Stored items
※ ※ ※
PR #31841, opened 2024-11-15
fix: serialize arrays to persist them

benoitpascal:
Array attributes are not serialized and save as 'Array'.

When a field was created as an array, it was registered in database with wrong value : 'Array'
Capture d’écran du 2024-11-15 16-14-57

To avoid breaking functionnalities and loosing data, I serialized before saving in database and I unserialize to use typed attribute later
Capture d’écran du 2024-11-15 16-17-11


eldy:
Can you describe the goal of the change.
As it is flagged as a Fix, can you describe how to reproduce the bug ?

eldy:
It is strange to have Array in database. How do you reproduce this ?

eldy:

Issue #30203, opened 2024-06-30
TakePOS (Barcode rule to insert product) is not working


ems-co:
### Bug

i have a product which i want to extract the amount from the generated barcode, for example a product from a weighing scale, the scale is generating barcodes and the weight of the product embedded e.g 2112345000001 , the zeros are used for the weight, i have enabled Barcode rule to insert product (ref:7+qu:2+qd:3+other:1) but when i scan the item with the barcode e.g 2112345012401 , the part 2112345 is finding the product reference but the quantity and decimal quantity is not added to the POS product lines.

### Dolibarr Version

19.0.2

### Environment PHP

8.2

### Environment Database

Mysql

### Steps to reproduce the behavior and expected behavior

-Create a product with reference e.g 2112345
-Enable POS module and activate barcode rule to insert products (ref:7+qu:2+qd:3+other:1)
-Write an example barcode e.g 2112345012401 which is a product of quantity 1.240
-it wont be added to the POS line items

lvessiller-opendsi:
@ems-co 
I will check it and see how to fix it.

lvessiller-opendsi:
Fix in PR #31857

PR #31857, opened 2024-11-15
FIX TakePos barcode rule

lvessiller-opendsi:
FIX TakePos barcode rule
Issue https://github.com/Dolibarr/dolibarr/issues/30203

### DIFF
--- a/htdocs/takepos/ajax/ajax.php
+++ b/htdocs/takepos/ajax/ajax.php
@@ -212,7 +212,7 @@ if ($action == 'getProducts') {
 							if (isset($barcode_value_list['qd'])) {
 								$qty_str .= '.' . $barcode_value_list['qd'];
 							}
-							$qty = floatval($qty_str);
+							$qty = (float) $qty_str;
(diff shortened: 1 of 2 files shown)


rycks:
Hello,
i'm sorry but i'm in trouble because two years ago we did the opposite commit, please have a look here:

https://github.com/Dolibarr/dolibarr/commit/cad8b1ee7e84f704b3f66f3bda54940ee31e6cec "Fix autoadd in basket after a search (only if search on barcode)"

what do you think about that ?

maybe i need more time to test and set up a dolibarr with that use case

lvessiller-opendsi:
@rycks 
You're right I will see an another solution to do it.

rycks:
note about quality : $term is most of the time used for session terminal number

image

then it could be a quality fix to change term= by something like search= or barcode= .... and a new variable $search or $barcode then $term will be only for terminal number

rycks (approved):
ok for me (and "quality" note is a "global" remark)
※ ※ ※
Each line above with the word "describe" must be returned.

* ANSWER SECTION *
Can you describe the goal of the change.
As it is flagged as a Fix, can you describe how to reproduce the bug ?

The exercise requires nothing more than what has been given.